Print the listing again exactly, leaving nothing out.
..........
PR #428, opened 2025-03-14
Cooperative Vectors Test Plan

VladM1076:
I have created a HLK/ExecTest test plan for the Cooperative Vectors feature and I am starting to work on its implementation.

Since the spec is still in flux, I have based it the latest I am currently aware of and will keep it up to date as spec changes. 

TODO: Update naming once spec is finalized.

### DIFF
--- a/proposals/infra/INF-0006-CoopVec-TestPlan.md
+++ b/proposals/infra/INF-0006-CoopVec-TestPlan.md
@@ -1,0 +1,257 @@
+# Cooperative Vector DirectX Feature - Test Plan
+
+<a name="top"></a>
+
+## Executive Summary
+
+**DISCLAIMER: This is based on the WIP cooperative vector spec. Some details may change.**
+
+**TODO: Update naming once spec is finalized.**
+
+**Current status is: UNDER EXTERNAL REVIEW**
+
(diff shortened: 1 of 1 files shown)


VladM1076:
@microsoft-github-policy-service agree company="NVIDIA"

VladM1076:
I added it to the cooperative vector proposal document as requested.
However since this is the HLSL test plan, wouldn't it be more appropriate in the vector-matrix operations proposal? Or just both?

damyanp:
> I added it to the cooperative vector proposal document as requested. However since this is the HLSL test plan, wouldn't it be more appropriate in the vector-matrix operations proposal? Or just both?

The execution tests are really validating how the driver responds to the DXIL it receives.  It's just that we write the tests in HLSL so we can use the compiler to generate the DXIL.  That's much more convenient than hand-crafting DXIL!

VladM1076:
Added more details on testing different shader stages in section 2.5.
Enumerated shader stages that need testing and explicitly called out helper pixel tests.

VladM1076:
Added OOB tests to the plan and also updated InterlockedAdd to VectorAccumulate to align with new naming.

damyanp:
@vladm1076 - I'm going to close this as I don't believe we intend to merge the PR now?

PR #442, opened 2025-03-21
[0029] Alternative way to query D3D device for supported CoopVec type combinations (no HLSL/DXIL impact)

amarpMSFT:
This proposes changing the way cooperative vector type combinations are reported from the driver from a list of all combinations to instead the app individually requesting whether the driver supports a given configuration defined by the app.

No HLSL/DXIL impact here, just a tweak to the D3D API.   Question for reviewers:  Does this make sense?  Note the commentary included in the changed spec text discussing how an app would use this new paradigm.

### DIFF
--- a/proposals/0029-cooperative-vector.md
+++ b/proposals/0029-cooperative-vector.md
@@ -687,28 +687,52 @@ typedef struct D3D12_COOPERATIVE_VECTOR_PROPERTIES_TRAINING
     D3D12_LINEAR_ALGEBRA_DATATYPE AccumulationType;
 };
 
-// CheckFeatureSupport data struct used with type D3D12_FEATURE_COOPERATIVE_VECTOR:
+typedef enum D3D12_COOPERATIVE_VECTOR_PROPERTIES_TYPE
+{
+    D3D12_COOPERATIVE_VECTOR_PROPERTIES_TYPE_MATRIX_VECTOR_MUL_ADD,
+    D3D12_COOPERATIVE_VECTOR_PROPERTIES_TYPE_OUTER_PRODUCT_ACCUMULATE,
+    D3D12_COOPERATIVE_VECTOR_PROPERTIES_TYPE_VECTOR_ACCUMULATE,
+} D3D12_COOPERATIVE_VECTOR_PROPERTIES_TYPE;
+
 typedef struct D3D12_FEATURE_DATA_COOPERATIVE_VECTOR
-{    
-    InOut UINT                                         MatrixVectorMulAddPropCount;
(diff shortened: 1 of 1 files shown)


proposals/0029-cooperative-vector.md
```diff
@@ -687,28 +687,52 @@ typedef struct D3D12_COOPERATIVE_VECTOR_PROPERTIES_TRAINING
...
+
+`D3D12_COOPERATIVE_VECTOR_PROPERTIES_INFERENCE` has a `BOOL TransposeSupported`
+field - if the app sets this to `TRUE` they are specifically asking for 
+the specified inference configuration with transpose.  The driver support is
+still reported out via the `ConfigurationSupported` field mentioned above 
+(as opposed to treating `TransposeSupported` as an output field).
+
+> To avoid apps having to guess any feature combination that might work,
+> a minimum required set is listed below (though `TransposeSupported` would
+> still need to be checked if needed).  For combinations other than the
```
jenatali, line 729: Consider a comment that, based on the cooperative vectors tier, if `TransposeSupported` is false and the configuration is in the minimum supported set, that D3D can/will answer the support question without asking the driver, so the driver only needs to report configurations above and beyond the baseline?

jenatali (approved):
I think a chattier interface that doesn't have to condense a 6D matrix into a 1D array makes sense.

proposals/0029-cooperative-vector.md
amarpMSFT: Added a note about this, though didn't incorporate tiering into it based on currently defined tiers.  Did I miss something?

jenatali: Yeah that's fine, the tier only impacts the training queries. For tier 0, we can just flat return false for all training queries, and tier 1 adds a minimum baseline there. I wouldn't be surprised to see future tiers that expand out the minimum support set over time.

anupamachandra: Couple of points about this:
1. If apps have to rely on vendor documentation for this guess and check approach, that is an indirection that is not desirable, also this documentation needs to be updated for different skus and potentially driver versions making it hard to maintain.
2. How will testing work in this case. The current plan is to test beyond the minimum support set, by iterating over the table returned by the driver. Same with caps viewer functionality.

amarpMSFT: Is there a risk the number of supported permutations could explode?

anupamachandra: Practically I don't think this will happen and the number of combinations will stay in the 10s. We do expect the set to increase as support for newer (smaller) types are more readily available, but unlikely that implementations would advertise support and maintain 100s of combinations. Adding a helper query seems like a good idea.. perhaps down the line?

PR #450, opened 2025-03-22
[0031] Add builtins

damyanp:
Although these "builtins" are not intended to be part of the HLSL language, and
no promises are made that these will continue to be available over time, this
proposal describes an implementation in terms of builtins such as this. For
this reason it is useful to have them described here as a reference point.

Each builtin corresponds to one of the operations described in [0029].

[0029]: 0029-cooperative-vector.md

----

For this review, I'm keen on feedback for whether or not this is a good way to describe the builtins?  At the moment they're HLSL code that I know can compile, but that might mean they've picked up HLSL-isms that don't necessarily apply to a specification of a builtin.

### DIFF
--- a/proposals/0031-hlsl-vector-matrix-operations.md
+++ b/proposals/0031-hlsl-vector-matrix-operations.md
@@ -174,23 +174,26 @@ namespace details {
 
 // dx.op.matvecmul
 template <typename TYo, int NUMo, typename TYi, int NUMi, typename RES>
-void __builtin_MatVecMul(vector<TYi, NUMi> InputVector,
-                         uint InputVectorInterpretation, RES MatrixResource,
-                         uint MatrixStartOffset, uint MatrixInterpretation,
-                         uint M, uint K, uint Layout, bool MatrixTranspose,
-                         uint MatrixStride, out vector<TYo, NUMo> OutputVector);
+void __builtin_MatVecMul(out vector<TYo, NUMo> OutputVector,
+                         bool IsOutputUnsigned, vector<TYi, NUMi> InputVector,
+                         bool IsInputUnsigned, uint InputVectorInterpretation,
+                         RES MatrixResource, uint MatrixStartOffset,
+                         uint MatrixInterpretation, uint M, uint K,
+                         uint MatrixLayout, bool MatrixTranspose,
+                         uint MatrixStride);
 
 // dx.op.matvecmuladd
 template <typename TYo, int NUMo, typename TYi, int NUMi, typename RESm,
           typename RESv>
-void __builtin_MatVecMulAdd(vector<TYi, NUMi> InputVector,
+void __builtin_MatVecMulAdd(out vector<TYo, NUMo> OutputVector,
+                            bool IsOutputUnsigned,
+                            vector<TYi, NUMi> InputVector, bool IsInputUnsigned,
                             uint InputVectorInterpretation, RESm MatrixResource,
                             uint MatrixStartOffset, uint MatrixInterpretation,
-                            uint M, uint K, uint Layout, bool MatrixTranspose,
-                            uint MatrixStride, RESv BiasVectorResource,
-                            uint BiasVectorOffset,
-                            uint BiasVectorInterpretation,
..........
◆ Answer to this task ◆
PR #428, opened 2025-03-14
Cooperative Vectors Test Plan

VladM1076:
I have created a HLK/ExecTest test plan for the Cooperative Vectors feature and I am starting to work on its implementation.

Since the spec is still in flux, I have based it the latest I am currently aware of and will keep it up to date as spec changes. 

TODO: Update naming once spec is finalized.

### DIFF
--- a/proposals/infra/INF-0006-CoopVec-TestPlan.md
+++ b/proposals/infra/INF-0006-CoopVec-TestPlan.md
@@ -1,0 +1,257 @@
+# Cooperative Vector DirectX Feature - Test Plan
+
+<a name="top"></a>
+
+## Executive Summary
+
+**DISCLAIMER: This is based on the WIP cooperative vector spec. Some details may change.**
+
+**TODO: Update naming once spec is finalized.**
+
+**Current status is: UNDER EXTERNAL REVIEW**
+
(diff shortened: 1 of 1 files shown)


VladM1076:
@microsoft-github-policy-service agree company="NVIDIA"

VladM1076:
I added it to the cooperative vector proposal document as requested.
However since this is the HLSL test plan, wouldn't it be more appropriate in the vector-matrix operations proposal? Or just both?

damyanp:
> I added it to the cooperative vector proposal document as requested. However since this is the HLSL test plan, wouldn't it be more appropriate in the vector-matrix operations proposal? Or just both?

The execution tests are really validating how the driver responds to the DXIL it receives.  It's just that we write the tests in HLSL so we can use the compiler to generate the DXIL.  That's much more convenient than hand-crafting DXIL!

VladM1076:
Added more details on testing different shader stages in section 2.5.
Enumerated shader stages that need testing and explicitly called out helper pixel tests.

VladM1076:
Added OOB tests to the plan and also updated InterlockedAdd to VectorAccumulate to align with new naming.

damyanp:
@vladm1076 - I'm going to close this as I don't believe we intend to merge the PR now?

PR #442, opened 2025-03-21
[0029] Alternative way to query D3D device for supported CoopVec type combinations (no HLSL/DXIL impact)

amarpMSFT:
This proposes changing the way cooperative vector type combinations are reported from the driver from a list of all combinations to instead the app individually requesting whether the driver supports a given configuration defined by the app.

No HLSL/DXIL impact here, just a tweak to the D3D API.   Question for reviewers:  Does this make sense?  Note the commentary included in the changed spec text discussing how an app would use this new paradigm.

### DIFF
--- a/proposals/0029-cooperative-vector.md
+++ b/proposals/0029-cooperative-vector.md
@@ -687,28 +687,52 @@ typedef struct D3D12_COOPERATIVE_VECTOR_PROPERTIES_TRAINING
     D3D12_LINEAR_ALGEBRA_DATATYPE AccumulationType;
 };
 
-// CheckFeatureSupport data struct used with type D3D12_FEATURE_COOPERATIVE_VECTOR:
+typedef enum D3D12_COOPERATIVE_VECTOR_PROPERTIES_TYPE
+{
+    D3D12_COOPERATIVE_VECTOR_PROPERTIES_TYPE_MATRIX_VECTOR_MUL_ADD,
+    D3D12_COOPERATIVE_VECTOR_PROPERTIES_TYPE_OUTER_PRODUCT_ACCUMULATE,
+    D3D12_COOPERATIVE_VECTOR_PROPERTIES_TYPE_VECTOR_ACCUMULATE,
+} D3D12_COOPERATIVE_VECTOR_PROPERTIES_TYPE;
+
 typedef struct D3D12_FEATURE_DATA_COOPERATIVE_VECTOR
-{    
-    InOut UINT                                         MatrixVectorMulAddPropCount;
(diff shortened: 1 of 1 files shown)


proposals/0029-cooperative-vector.md
```diff
@@ -687,28 +687,52 @@ typedef struct D3D12_COOPERATIVE_VECTOR_PROPERTIES_TRAINING
...
+
+`D3D12_COOPERATIVE_VECTOR_PROPERTIES_INFERENCE` has a `BOOL TransposeSupported`
+field - if the app sets this to `TRUE` they are specifically asking for 
+the specified inference configuration with transpose.  The driver support is
+still reported out via the `ConfigurationSupported` field mentioned above 
+(as opposed to treating `TransposeSupported` as an output field).
+
+> To avoid apps having to guess any feature combination that might work,
+> a minimum required set is listed below (though `TransposeSupported` would
+> still need to be checked if needed).  For combinations other than the
```
jenatali, line 729: Consider a comment that, based on the cooperative vectors tier, if `TransposeSupported` is false and the configuration is in the minimum supported set, that D3D can/will answer the support question without asking the driver, so the driver only needs to report configurations above and beyond the baseline?

jenatali (approved):
I think a chattier interface that doesn't have to condense a 6D matrix into a 1D array makes sense.

proposals/0029-cooperative-vector.md
amarpMSFT: Added a note about this, though didn't incorporate tiering into it based on currently defined tiers.  Did I miss something?

jenatali: Yeah that's fine, the tier only impacts the training queries. For tier 0, we can just flat return false for all training queries, and tier 1 adds a minimum baseline there. I wouldn't be surprised to see future tiers that expand out the minimum support set over time.

anupamachandra: Couple of points about this:
1. If apps have to rely on vendor documentation for this guess and check approach, that is an indirection that is not desirable, also this documentation needs to be updated for different skus and potentially driver versions making it hard to maintain.
2. How will testing work in this case. The current plan is to test beyond the minimum support set, by iterating over the table returned by the driver. Same with caps viewer functionality.

amarpMSFT: Is there a risk the number of supported permutations could explode?

anupamachandra: Practically I don't think this will happen and the number of combinations will stay in the 10s. We do expect the set to increase as support for newer (smaller) types are more readily available, but unlikely that implementations would advertise support and maintain 100s of combinations. Adding a helper query seems like a good idea.. perhaps down the line?

PR #450, opened 2025-03-22
[0031] Add builtins

damyanp:
Although these "builtins" are not intended to be part of the HLSL language, and
no promises are made that these will continue to be available over time, this
proposal describes an implementation in terms of builtins such as this. For
this reason it is useful to have them described here as a reference point.

Each builtin corresponds to one of the operations described in [0029].

[0029]: 0029-cooperative-vector.md

----

For this review, I'm keen on feedback for whether or not this is a good way to describe the builtins?  At the moment they're HLSL code that I know can compile, but that might mean they've picked up HLSL-isms that don't necessarily apply to a specification of a builtin.

### DIFF
--- a/proposals/0031-hlsl-vector-matrix-operations.md
+++ b/proposals/0031-hlsl-vector-matrix-operations.md
@@ -174,23 +174,26 @@ namespace details {
 
 // dx.op.matvecmul
 template <typename TYo, int NUMo, typename TYi, int NUMi, typename RES>
-void __builtin_MatVecMul(vector<TYi, NUMi> InputVector,
-                         uint InputVectorInterpretation, RES MatrixResource,
-                         uint MatrixStartOffset, uint MatrixInterpretation,
-                         uint M, uint K, uint Layout, bool MatrixTranspose,
-                         uint MatrixStride, out vector<TYo, NUMo> OutputVector);
+void __builtin_MatVecMul(out vector<TYo, NUMo> OutputVector,
+                         bool IsOutputUnsigned, vector<TYi, NUMi> InputVector,
+                         bool IsInputUnsigned, uint InputVectorInterpretation,
+                         RES MatrixResource, uint MatrixStartOffset,
+                         uint MatrixInterpretation, uint M, uint K,
+                         uint MatrixLayout, bool MatrixTranspose,
+                         uint MatrixStride);
 
 // dx.op.matvecmuladd
 template <typename TYo, int NUMo, typename TYi, int NUMi, typename RESm,
           typename RESv>
-void __builtin_MatVecMulAdd(vector<TYi, NUMi> InputVector,
+void __builtin_MatVecMulAdd(out vector<TYo, NUMo> OutputVector,
+                            bool IsOutputUnsigned,
+                            vector<TYi, NUMi> InputVector, bool IsInputUnsigned,
                             uint InputVectorInterpretation, RESm MatrixResource,
                             uint MatrixStartOffset, uint MatrixInterpretation,
-                            uint M, uint K, uint Layout, bool MatrixTranspose,
-                            uint MatrixStride, RESv BiasVectorResource,
-                            uint BiasVectorOffset,
-                            uint BiasVectorInterpretation,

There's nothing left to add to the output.